Unigestion-Marktanalyse: Jetzt den Fuß etwas vom Gas nehmen

... und Chancen nach einer möglichen Korrektur wahrnehmen

Nach vier aufeinanderfolgenden Monaten ununterbrochener Kursanstiege an den Aktienmärkten, nach den massiven globalen Interventionen von Regierungen und Zentralbanken, die diesen Aufschwung ermöglichten, nach einer bislang unvorstellbaren Abschottung der halben Welt, ist es an der Zeit, das Gleichgewicht der Risiken neu zu bewerten.
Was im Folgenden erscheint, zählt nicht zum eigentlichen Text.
PR #70, opened 2026-05-11
Fix: TripleStore silently invalidates multi-valued annotations (E6)

kohai-ut:
## Summary

`TripleStore.add()` auto-invalidates rows with matching `(subject, predicate)` regardless of `object`. Every production write uses annotation semantics (`(memory_id, "mentions", entity)`, `(memory_id, "fact", text)`, `(memory_id, "occurred_on", date)`, `(memory_id, "has_source", source)`), so each new annotation for a memory silently sets `valid_until` on prior annotation rows sharing the key. Every Mnemosyne database in the field has accumulated `valid_until` on entity / fact annotations any time a memory had more than one extracted.

Production reads happen to mask the data loss (`query_by_predicate` doesn't filter by `valid_until`), but the semantics are wrong and any consumer filtering by validity loses data. This PR fixes the bug by splitting storage into two purpose-specific tables.

## What changes

**`mnemosyne/core/triples.py`** retains current-truth semantics with auto-invalidation, suitable for facts like `(user, prefers, X)` later superseded by `(user, prefers, Y)`. `TripleStore.add_facts()` is deprecated — emits `DeprecationWarning` and routes writes to the new store.

**`mnemosyne/core/annotations.py`** (new) — `AnnotationStore` is append-only, with a `UNIQUE(memory_id, kind, value)` index + `INSERT OR IGNORE` so concurrent ingest and migration are idempotent. Hosts `mentions`, `fact`, `occurred_on`, `has_source` — all multi-valued by design.

**Production call sites migrated** (`beam.py` x5, `memory.py` x2) to write and read through `AnnotationStore`. `BeamMemory` caches a shared `AnnotationStore` instance (`self.annotations`) that reuses the thread-local connection — no per-call file-descriptor cost.

**`mnemosyne/migrations/e6_triplestore_split.py`** (new package directory) — idempotent, transactional migration with file-level backup. Auto-runs on first `BeamMemory.__init__` against a pre-E6 database. `MNEMOSYNE_AUTO_MIGRATE=0` env var opts out (then the manual `scripts/migrate_triplestore_split.py` is available). Fast-path `has_pending_migration()` short-circuits the auto-migrate hook on already-migrated databases via an index-driven `EXISTS` check — microseconds instead of full-table scans every init.

**`Mnemosyne.export_to_file` / `import_from_file`** bumped to schema 1.1 and now include the `annotations` section. 1.0 backups still import cleanly; their annotation-flavored triples rows get relocated by the auto-migrate hook.

## Migration story

- New installs: schema is created in the post-E6 shape directly. No migration.
- Existing PyPI / `git pull` users: auto-migrate on first BeamMemory init writes a file-level backup to `{db}.pre_e6_backup` and moves annotation-flavored rows. `MNEMOSYNE_AUTO_MIGRATE=0` requires running `python scripts/migrate_triplestore_split.py` manually.
- Rollback: `cp {db}.pre_e6_backup {db}` and pin to a pre-E6 release.
- See `UPDATING.md` for the full operator guide.

## Test plan

- [x] Regression test: multiple mentions / facts per memory survive in `AnnotationStore` (the bug fix verified end-to-end through `BeamMemory.remember`)
- [x] Auto-migrate test: pre-E6 DB → first BeamMemory init migrates rows + writes backup + idempotent re-init
- [x] Opt-out test: `MNEMOSYNE_AUTO_MIGRATE=0` skips migration + logs warning with row count
- [x] Migration script: classify by predicate, transactional, idempotent, dry-run, CLI argparse layer
- [x] Export/import: schema 1.1 round-trip + 1.0 backward compat
- [x] TripleStore characterization: documents the pre-E6 silent-invalidation behavior so future readers understand the split
- [x] Full suite: 513 passed (was 499 on main; +14 net new regression tests)

## Review trail

This branch went through `/review` with all 6 specialist subagents (testing, maintainability, security, performance, data-migration, api-contract) plus Claude adversarial + Codex adversarial in the always-on pass. Findings addressed in the commits tagged `fix(e6): /review findings` and `fix(e6): adversarial-pass fixes`.

Notable items addressed mid-review:
- Migration logic moved into the package (`mnemosyne/migrations/`) so pip-installed deployments actually get auto-migration (`pyproject.toml` excludes `scripts/`)
- Export/import gained annotations support (pre-fix: backup/restore silently dropped them)
- `UNIQUE(memory_id, kind, value)` + `INSERT OR IGNORE` makes concurrent ingest + migration safe
- `AnnotationStore` accepts a shared connection from BeamMemory (eliminates per-call fd leak)
- CLI migration script default DB path was `triples.db`, fixed to `mnemosyne.db` (production)
- `TripleStore.add_facts` deprecated shim now routes to AnnotationStore (pre-fix it wrote to triples but post-E6 recall reads annotations — facts went silently invisible)

Deferred to follow-up (documented in CHANGELOG):
- `mnemosyne_triple_add` MCP tool still allows annotation-flavored predicates into the legacy triples table
- `Mnemosyne.forget()` doesn't cascade-delete annotations
- Migration discards `valid_until` on legacy invalidated rows (resurrects "lost" data — arguably desired)

### DIFF
--- a/CHANGELOG.md
+++ b/CHANGELOG.md
@@ -5,6 +5,30 @@ All notable changes to this project will be documented in this file.
 The format is based on [Keep a Changelog](https://keepachangelog.com/en/1.1.0/),
 and this project adheres to [Simple Versioning](https://github.com/AxDSan/mnemosyne) (MAJOR.MINOR).
 
+## [Unreleased]
+
+### Fixed
+
+**E6 — TripleStore silent-destruction bug**
+- `TripleStore.add()` auto-invalidates rows with matching `(subject, predicate)` regardless of `object`. Every production write used annotation semantics (`(memory_id, "mentions", entity)`, `(memory_id, "fact", text)`, etc.), so each new annotation for a memory silently set `valid_until` on prior annotation rows with the same key. Effect: entity / fact graphs on each Mnemosyne database have lost data any time a memory had more than one entity or fact extracted.
+- Fix splits storage into two purpose-specific tables:
+  - `triples` table retains current-truth temporal semantics with auto-invalidation, suitable for facts like `(user, prefers, X)` later superseded by `(user, prefers, Y)`. No production caller writes here today; the table is preserved for future use.
+  - New `annotations` table (`mnemosyne/core/annotations.py`, `AnnotationStore`) is append-only and now hosts `mentions`, `fact`, `occurred_on`, `has_source` — all multi-valued by design.
+- Production call sites migrated to `AnnotationStore`:
+  - `BeamMemory._extract_and_store_entities`, `_extract_and_store_facts`, `_add_temporal_triple`
+  - `BeamMemory._find_memories_by_entity`, `_find_memories_by_fact`
+  - `Mnemosyne.remember(extract_entities=True)` and `Mnemosyne.remember(extract=True)`
+- **Auto-migration on first BeamMemory init.** Existing databases auto-migrate annotation-flavored rows from `triples` to `annotations` with a backup written to `{db}.pre_e6_backup`. Set `MNEMOSYNE_AUTO_MIGRATE=0` to disable auto-migration and run `python scripts/migrate_triplestore_split.py` manually instead.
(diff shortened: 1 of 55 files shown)


kohai-ut:
This PR has a data migration/update step for the TripleStore db to split it - this runs if an old format is detected.  (See UPDATING.md for the full operator guide.) The performance testing we discussed needs this PR implemented first and then follow on PR to build on it.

Es gilt, das korrekt Vorhergesehene von dem noch nicht Abschätzbaren zu trennen und die kurzfristigen Risiken innerhalb des größeren Horizonts zu erwägen. Obwohl wir aufgrund des „exogenen“ Aspekts des Schocks und der anhaltenden beispiellosen Unterstützung der finanziellen und politischen Behörden weiterhin an ein „V-Szenario“ für die Weltwirtschaft glauben, erscheint das kurzfristige Bild eher uneinheitlich. Wir glauben, dass es eine Reihe von technischen Elementen gibt, die die Marktstimmung in den kommenden Wochen beeinflussen könnten. Daher mäßigen wir unsere Übergewichtung von Growth Assets und ziehen innerhalb unserer Multi-Asset-Portfolios verstärkt Absicherungsstrategien in Betracht.
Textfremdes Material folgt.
PR #84, opened 2026-05-12
fix: consolidate_fact concurrent same-SPO race (silent data loss under contention)

kohai-ut:
## TL;DR

`VeracityConsolidator.consolidate_fact` had a SELECT-then-INSERT/UPDATE race that could lose observations under concurrent same-SPO calls. Two threads both passing the no-match SELECT and both attempting INSERT would race on the PRIMARY KEY — one INSERT succeeded, the other raised `IntegrityError` which propagated up to (or was swallowed by) the caller's broad `except: pass`. Result: silent data loss.

This PR wraps the SELECT-then-write in `BEGIN IMMEDIATE` so concurrent calls serialize at SQLite's writer-lock level. Plus four critical-but-subtle fixes the /review army surfaced: `_record_conflict` premature commit, silent fallthrough on lock failure, missing WAL/busy_timeout configuration on the consolidator's own connection, and a deterministic test that actually proves the regression is fixed.

**12 regression tests, all passing.** Race was flagged by maintainability reviewer on PR #83 as pre-existing but exacerbated by the deterministic hash IDs in that PR.

## Why this matters

`consolidate_fact` is called once per extracted fact from `_ingest_graph_and_veracity` — the always-on enrichment path that fires from both `BeamMemory.remember` (single-row) and (post-E2) `BeamMemory.remember_batch`. Pre-fix, any concurrent caller hitting the same SPO could lose its observation.

For the BEAM-recovery experiment specifically: under E2's `remember_batch` enrichment, the batch runs in one thread so internal calls don't race against each other. The risk shape is concurrent batches OR concurrent direct callers — less likely for the experiment, more likely for production deployments with multi-process Hermes plugins.

Pre-fix the truncation in `consolidated_facts.id` (now fixed by PR #83's hash-based ID) sometimes "worked" by producing different IDs from semantically-same SPOs depending on whitespace. With PR #83's deterministic hashes, the race reliably surfaces. Either way, the underlying SELECT-then-write race is real; this PR closes it.

## What this PR does

**2 commits.** Implementation in commit 1; comprehensive /review hardening in commit 2.

### Core fix

`consolidate_fact` now wraps its SELECT-then-INSERT/UPDATE in `BEGIN IMMEDIATE` when not already in a transaction. The RESERVED lock acquired at BEGIN serializes concurrent same-SPO writers at the SQLite engine level. Nested-tx detection via `conn.in_transaction` skips the BEGIN when the caller already owns one.

`VeracityConsolidator.__init__` now applies `PRAGMA journal_mode=WAL` + `PRAGMA busy_timeout=5000` to connections it constructs (matches what `beam._get_connection` does for connections it owns). Without these, the BEGIN IMMEDIATE pattern's contention semantics are wrong.

### Commit 2 /review hardening

4-source convergence on critical issues in commit 1:

| Finding | Sources | Fix |
|---|---|---|
| `_record_conflict` unconditional `commit()` ended our BEGIN IMMEDIATE scope mid-method; fact INSERT durable before all conflicts recorded; rollback couldn't undo | Codex struct + Codex adv + Maintainability + Claude (4-source HIGH) | Added `commit: bool = True` kwarg; `consolidate_fact` passes `commit=False`. Backward compat preserved for non-nested callers. |
| Silent fallthrough on `BEGIN IMMEDIATE` failure → ran unprotected SELECT-then-write, reintroducing the race | Codex struct + Codex adv + Maintainability + Claude (4-source HIGH) | Let `OperationalError` propagate. Callers see a clear failure (lock held past busy_timeout) instead of silent data loss. |
| `VeracityConsolidator.__init__` didn't set WAL or busy_timeout on its own connection — under `journal_mode=DELETE` BEGIN IMMEDIATE blocks readers AND raises instantly without busy_timeout | Claude C3 | Apply PRAGMAs in `__init__` for connections we own. |
| DEFERRED outer transactions don't actually serialize (no writer lock until first write); two threads in DEFERRED outer txs can both pass our SELECT before either writes | Codex adv H3 + Claude H3 | Cannot fix from inside `consolidate_fact`; documented as a caller-contract requirement: race safety inside an outer tx requires either (a) outer tx is `BEGIN IMMEDIATE`/`BEGIN EXCLUSIVE`, OR (b) caller is the only writer. |
| Barrier-only concurrency tests unreliable (GIL + WAL writer mutex serialize statements faster than race window opens) | Claude H1 + Codex adv MED | Added `test_race_window_widening_demonstrates_serialization` — monkey-patches `bayesian_update` to sleep 50ms inside the critical section, deterministically widening the window. |
| Rollback failure silently swallowed | Maintainability MED | Now logs at ERROR with the rollback exception; original exception still propagates. |

## What is NOT in this PR (intentional, documented)

- **`resolve_conflict`, `resolve_conflict_by_facts`, `run_consolidation_pass`** have similar SELECT-then-write race patterns. Concurrent same-conflict resolution can still be last-writer-wins. Out of scope; documented in `consolidate_fact`'s docstring as a known limitation. Fix shape is the same `BEGIN IMMEDIATE` wrap — easy to apply in a follow-up.
- **DEFERRED outer-tx caller-side fix**: needs the caller (e.g., E2's `_deferred_commits` from PR #82) to use `BEGIN IMMEDIATE` instead of DEFERRED for full race safety across concurrent batches. Documented in this PR's docstring; E2 is single-threaded per batch so the issue doesn't bite under the BEAM-experiment workload.
- **Python sqlite3 3.12+ isolation_level reworks**: documented as a future caveat; current behavior tested on 3.11.

## Performance characterization

Per-call overhead of BEGIN IMMEDIATE under no contention: ~2-5 microseconds (lock-state change, no fsync). For 250K calls in a BEAM-scale batch ingest: ~1-2 seconds total — negligible. Under contention, busy_timeout=5000ms gives concurrent writers a 5-second window to acquire the lock; severe contention surfaces as an `OperationalError` to the caller (correct behavior).

When called from within a deferred-commits scope (E2 PR #82's `_BeamConnection` pattern), `conn.in_transaction` is True and we skip the BEGIN — zero overhead, the outer scope's commit-deferral plus single-threaded batch execution provides the serialization we need.

## Test plan

- [x] All 12 tests in `tests/test_consolidate_fact_concurrency.py` pass (6 baseline + 6 hardening)
- [x] All 24 existing `test_beam_e4_remember_batch_veracity.py` tests pass
- [x] All 20 existing `test_integration.py` tests pass

### DIFF
--- a/mnemosyne/core/veracity_consolidation.py
+++ b/mnemosyne/core/veracity_consolidation.py
@@ -128,6 +128,22 @@ class VeracityConsolidator:
         else:
             self.db_path = db_path or Path.home() / ".hermes" / "mnemosyne" / "data" / "mnemosyne.db"
             self.conn = sqlite3.connect(str(self.db_path), check_same_thread=False)
+            # Apply the same PRAGMA settings BeamMemory's _get_connection
+            # uses (journal_mode=WAL, busy_timeout=5000ms). Without these,
+            # `BEGIN IMMEDIATE` in `consolidate_fact` runs under default
+            # `journal_mode=DELETE` which blocks readers too AND raises
+            # `database is locked` immediately under contention instead
+            # of waiting through the busy_timeout. /review (Claude
+            # adversarial C3) caught the connection-setup gap.
+            try:
+                self.conn.execute("PRAGMA journal_mode=WAL")
+                self.conn.execute("PRAGMA busy_timeout=5000")
+            except sqlite3.Error:
+                # Best-effort: some constrained environments (e.g.,
+                # in-memory DBs) don't support WAL. Continue without —
+                # the BEGIN IMMEDIATE path still works, just with
+                # different contention semantics.
+                pass
         self.conn.row_factory = sqlite3.Row
         self._owns_connection = conn is None
         self._init_tables()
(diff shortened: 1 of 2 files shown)


kohai-ut:
Closing in favor of the helper-based path:

- **Production fix:** moved to #86, which routes `consolidate_fact` through the shared `_serialized_write` context manager introduced in #85. The helper provides the same `BEGIN IMMEDIATE` + `_record_conflict(commit=False)` semantics as this PR's inline patch, plus same-connection `threading.RLock` protection (which this PR didn't have).
- **Regression coverage:** the 12 tests in this PR's `tests/test_consolidate_fact_concurrency.py` were ported verbatim onto #86 in commit [c89d708](https://github.com/kohai-ut/mnemosyne/commit/c89d708) — all 12 pass against the helper-based implementation without modification, proving the protections are equivalent. No coverage loss from closing this PR.
- **Why not just merge all three (#84 → #85 → #86)?** #86 immediately refactors away #84's inline pattern, so merging this would have introduced a "added inline" → "moved to helper" churn within two commits. The cherry-pick keeps history cleaner while preserving every regression test.

Suggested merge order: #85 first (introduces the `_serialized_write` helper + RLock + sibling-method fixes), then #86 (migrates `consolidate_fact` onto the helper + carries the ported regression tests).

Saisonalität und technische Faktoren...
 
Während der S&P 500 auf den Stand von Anfang Januar zurückkehrte, war der Anstieg an den Aktienmärkten im Juli gleichmäßiger als in den Vormonaten. Die Streuung zwischen Stilen, Sektoren und Ländern war somit geringer. So lieferten beispielsweise der MSCI World und der gleichgewichtete MSCI World im Juli eine ähnliche Performance, obwohl Ersterer den MSCI World seit Jahresbeginn um 6,7 Prozent übertraf. Ein weiteres Beispiel: Der MSCI World Tech war in diesem Monat nicht der Sektor mit der besten Performance. Obwohl er für den Monat eine positive Performance erzielte (plus 1,9 Prozent), verzeichnete der MSCI Word Utilities eine wesentlich bessere Rendite (plus 6,7 Prozent). Historisch gesehen ist eine breitere und globalere Beteiligung an der Rally ein positives Signal für die zukünftige Performance der Aktienindizes.
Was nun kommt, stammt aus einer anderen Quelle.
PR #86, opened 2026-05-12
refactor: DRY consolidate_fact onto _serialized_write helper

kohai-ut:
## TL;DR

DRY refactor of `VeracityConsolidator.consolidate_fact` to use the `_serialized_write` helper introduced in PR #85. Closes the same-connection race for consolidate_fact (which was left open by PR #84's inline-only pattern), unifies all 4 write methods on one canonical concurrency pattern, and removes ~85 lines of duplicated transaction-management code.

**14 regression tests, all passing.** Codex structured /review: **GATE PASS**, no P0/P1/P2 issues.

## What this PR closes

After PR #85 introduced `threading.RLock` on the instance + applied `_serialized_write` to 3 sibling methods, `consolidate_fact` was the ONLY method on `VeracityConsolidator` still using PR #84's inline pattern. Two consequences this PR closes:

1. **Same-connection race left open for consolidate_fact.** PR #85's RLock protects 3 of 4 methods. `consolidate_fact` didn't acquire it because it didn't go through the helper. Two threads sharing one `VeracityConsolidator` instance (e.g., via `polyphonic_recall.py:88`'s `conn=conn` passthrough) could still race in consolidate_fact.

2. **Code duplication.** Two patterns for the same concurrency concern made it easy for future modifications to drift between methods.

## What this PR does

Single commit:

- `consolidate_fact` body wrapped in `with self._serialized_write():` — no inline `BEGIN IMMEDIATE`, no try/except for tx management, no `self.conn.commit()` calls (the helper handles all of that)
- `_record_conflict` gains `commit: bool = True` kwarg (mirroring PR #84's pattern); consolidate_fact passes `commit=False` from inside the helper scope so the fact INSERT + conflict rows commit atomically
- New test `test_consolidate_fact_same_connection_serializes_via_rlock` (mirrors PR #85's `test_same_connection_writers_serialize_via_rlock` but exercises consolidate_fact)

Net effect: **all 4 write methods now share one canonical pattern + all 4 are protected by the RLock**.

## PR stacking + maintainer notes

This PR depends on PR #85's `_serialized_write` helper and `_write_lock` RLock.

**Merge order options:**

| Order | Result |
|---|---|
| #85 first, then this | Clean. consolidate_fact starts un-fixed (pre-#84 state on this branch's base), this PR fixes it via the helper. |
| #84, #85, this | Clean. #84's inline pattern lands, #85 adds helper for siblings, this PR migrates consolidate_fact onto helper. |
| #85, this, #84 | Awkward. #84 would re-introduce the inline pattern that this PR removed. Maintainer should probably close #84 in this case. |

**Cleanest story:** #85 + this PR together supersede #84. If the maintainer prefers to land the helper-based approach end-to-end, they can close #84 in favor of #85 + this. The end state is identical for consolidate_fact's race-fix behavior; this PR just uses the canonical helper instead of inline.

## Test plan

- [x] All 14 tests in `tests/test_consolidate_fact_sibling_races.py` pass (13 from #85 + 1 new)
- [x] All 20 tests in `tests/test_integration.py` pass
- [x] All 24 tests in `tests/test_beam_e4_remember_batch_veracity.py` pass
- [x] Codex structured /review: GATE PASS
- [ ] Claude adversarial review (in progress)

### DIFF
--- a/mnemosyne/core/veracity_consolidation.py
+++ b/mnemosyne/core/veracity_consolidation.py
@@ -292,108 +292,143 @@ class VeracityConsolidator:
                         veracity: str = "unknown", source: str = None) -> ConsolidatedFact:
         """
         Add or update a fact in consolidation.
-        
+
         Args:
             subject: Fact subject
             predicate: Fact predicate
             object: Fact object
             veracity: Veracity tier
             source: Source memory ID
-            
+
         Returns:
             ConsolidatedFact: The consolidated result
+
+        Concurrency: SELECT-then-INSERT/UPDATE wrapped in
+        ``_serialized_write``. Pre-fix two threads with same SPO
+        could both pass the no-match SELECT and both attempt
+        INSERT, raising IntegrityError. Bayesian confidence math
+        is path-dependent so concurrent UPDATEs also raced.
+
+        Post-fix: the helper's RLock serializes same-instance
+        callers + `BEGIN IMMEDIATE` serializes cross-connection
+        writers via the SQLite writer lock. Caller-contract caveat
+        for DEFERRED outer txs: see `_serialized_write` docstring.
+
+        Pre-DRY (PR #84) this method had its own inline
+        BEGIN IMMEDIATE pattern. The helper-based version here
+        unifies it with the other three write methods so all four
+        share one canonical pattern AND the instance RLock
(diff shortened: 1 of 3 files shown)


kohai-ut:
85 must land before 86.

Trotz dieser positiven Anzeichen sind wir jedoch der Meinung, dass sich das Risikogleichgewicht für die kommenden Wochen aus mehreren Gründen verschlechtert hat: Der erste ist das Momentum der Rally. Der S&P 500 hat in den vergangenen vier Monaten an Kraft gewonnen und eine Performance von 24,5 Prozent erzielt, verglichen mit durchschnittlich 12,5 Prozent für jeden Anstieg des Index in mindestens vier aufeinander folgenden Monaten seit 1970. Welches Signal vermittelt uns dieser Aufschwung? Seit 1970 ist der S&P 500 in nur 15 Prozent der Fälle seit 1970 in vier oder mehr aufeinanderfolgenden Monaten gestiegen. Die durchschnittliche Rendite in den drei Monaten nach einer solchen Rally ist etwas geringer als normal. Die Performance beträgt 1,9 Prozent mit einer Trefferquote von 69 Prozent gegenüber 2,1 Prozent und einer Trefferquote von 67 Prozent für den gesamten Zeitraum. Kurzfristig also nichts Aufregendes. Längerfristig sieht die Situation viel besser aus. Durch die Verlängerung des Zeithorizonts auf zwölf Monate steigt die Durchschnittsrendite auf 10,7 Prozent mit einer Trefferquote von 86,5 Prozent, was viel besser als normal ist. Dies bestätigt unser Szenario einer kurzfristigen Pause, die unsere positive längerfristige Sicht nicht in Frage stellt.

Das zweite Element, das die Attraktivität kurzfristig verringern kann, ist die Saisonalität des Monats August. Für alle von uns analysierten Indizes (S&P 500, Eurostoxx und MSCI EM) ist der August der schlechteste Monat für deren Performance. Dies gilt sowohl für die absolute Performance über den Monat (im Durchschnitt seit 1970 negativ), die Trefferquote oder die durchschnittliche Performance, wenn der Monat negativ ist. Seit 2009 und dem monetären Paradigmenwechsel hat sich die Situation sogar verschlechtert. Durchschnittlich lag die Wahrscheinlichkeit einer negativen Performance im August seit 1990 für die drei Indizes bei 50 Prozent gegenüber 40 Prozent für alle Monate. Diese Wahrscheinlichkeit liegt seit 2009 für den August bei 63 Prozent, während die Wahrscheinlichkeit für alle Monate bei 40 bleibt bleibt. Wenn die Performance im August negativ ist, ist das Ausmaß der Verluste insbesondere aufgrund der geringen Liquidität viel größer als in den anderen Monaten (durchschnittlich minus 4,6 Prozent vs. Minus 3,8 Prozent für den gesamten Zeitraum).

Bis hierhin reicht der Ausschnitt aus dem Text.